Give the number of lines in the records that include the word "browse", and nothing besides.

Stored items
*** Block opens ***

PR #2691, opened 2023-09-05
fix: parse the ou filter correctly for all ou types

jenniferarnesen:
Fixes [DHIS2-14544](https://dhis2.atlassian.net/browse/DHIS2-14544)

If path exists, then parse it, otherwise use id (which will be the case for groups, levels and USER_ORGUNITS)

[DHIS2-14544]: https://dhis2.atlassian.net/browse/DHIS2-14544?atlOrigin=eyJpIjoiNWRkNTljNzYxNjVmNDY3MDlhMDU5Y2ZhYzA5YTRkZjUiLCJwIjoiZ2l0aHViLWNvbS1KU1cifQ


src/components/Item/AppItem/getIframeSrc.js
```diff
@@ -0,0 +1,15 @@
+import { FILTER_ORG_UNIT } from '../../../actions/itemFilters.js'
+
+export const getIframeSrc = (appDetails, item, itemFilters) => {
+    let iframeSrc = `${appDetails.launchUrl}?dashboardItemId=${item.id}`
+
+    if (itemFilters[FILTER_ORG_UNIT] && itemFilters[FILTER_ORG_UNIT].length) {
+        const ouIds = itemFilters[FILTER_ORG_UNIT].map(({ id, path }) =>
```
jenniferarnesen, line 7: @edoardo From what I've seen, all org units regardless if they are LEVEl, GROUP, individual from the hierarchy, or USER_ORG_UNIT* have the `id` property, so it seems unnecessary to parse the `path` at all. Do you remember if there was a reason to parse the path instead of use id?

edoardo: No, I can't remember, indeed if `id` was always present in `itemFilters` the parsing seems unnecessary.

src/components/Item/AppItem/getIframeSrc.js
```diff
@@ -0,0 +1,17 @@
+import { FILTER_ORG_UNIT } from '../../../actions/itemFilters.js'
+
+export const getIframeSrc = (appDetails, item, itemFilters) => {
+    let iframeSrc = `${appDetails.launchUrl}?dashboardItemId=${item.id}`
+
+    console.log('jj itemfilters', itemFilters)
```
edoardo: Remove the console log.

edoardo (approved):

PR #2801, opened 2023-10-23
fix: merge translations from past 3 weeks

jenniferarnesen:
In this PR:
* translations (makes this merge a 'fix' rather than a 'chore')
* fixes to cypress due to inconsistent return status codes from api (getting both 200 and 201)
* clean up cypress folder
* adds a release-failure slackbot message


janhenrikoverland (approved):
Approved if tests pass.

PR #2855, opened 2023-12-12
chore: include patch packages in cache-key

jenniferarnesen:
Related to https://dhis2.atlassian.net/browse/LIBS-383

Add package patches to the yarn cache key.

If a new patch is added, then this ensures that that the yarn cache gets invalidated and forces yarn install, which will then do the postinstall step that applies the patches.

From user perspective, the e2e-prod tests might fail if it is depending on a patch that didn't get installed.


KaiVandivier (approved):
Looks good to me 🙂

janhenrikoverland (approved):

PR #2917, opened 2024-02-26
test: adapt tests to new database 

martinkrulltott:
Just a dummy commit so far to run the CI tests, if all green no action is needed


martinkrulltott:
All tests are green so no Cypress updates are needed

PR #2970, opened 2024-05-03
fix: avoid reading from undefined error (DHIS2-17334)

edoardo:
Fixes [DHIS2-17334](https://dhis2.atlassian.net/browse/DHIS2-17334)

---

### Key features

1. fix read from undefined crash

---

### Description

This happened when using "View as" from Map to DV with some filters applied.
The reason is that `item` in that case is the Map item, and does not have the `visualization` key.
The tag part only make sense when rendering an Outlier table visualization type.
The fix makes sure the `item` is of type `VISUALIZATION` and then checks if the visualization type is an Outlier table one.

---

### Screenshots

Before:
Screenshot 2024-05-03 at 15 26 00

After:
the leftmost item is a Map one, and can be viewed as Chart even with filters applied
Screenshot 2024-05-03 at 15 26 26

the rightmost item is a Visualization of type Outlier table and should render a tag informing about some filters not applied (Area in the example)
Screenshot 2024-05-03 at 15 26 38

[DHIS2-17334]: https://dhis2.atlassian.net/browse/DHIS2-17334?atlOrigin=eyJpIjoiNWRkNTljNzYxNjVmNDY3MDlhMDU5Y2ZhYzA5YTRkZjUiLCJwIjoiZ2l0aHViLWNvbS1KU1cifQ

*** Block closes ***

▶ [Written answer]
5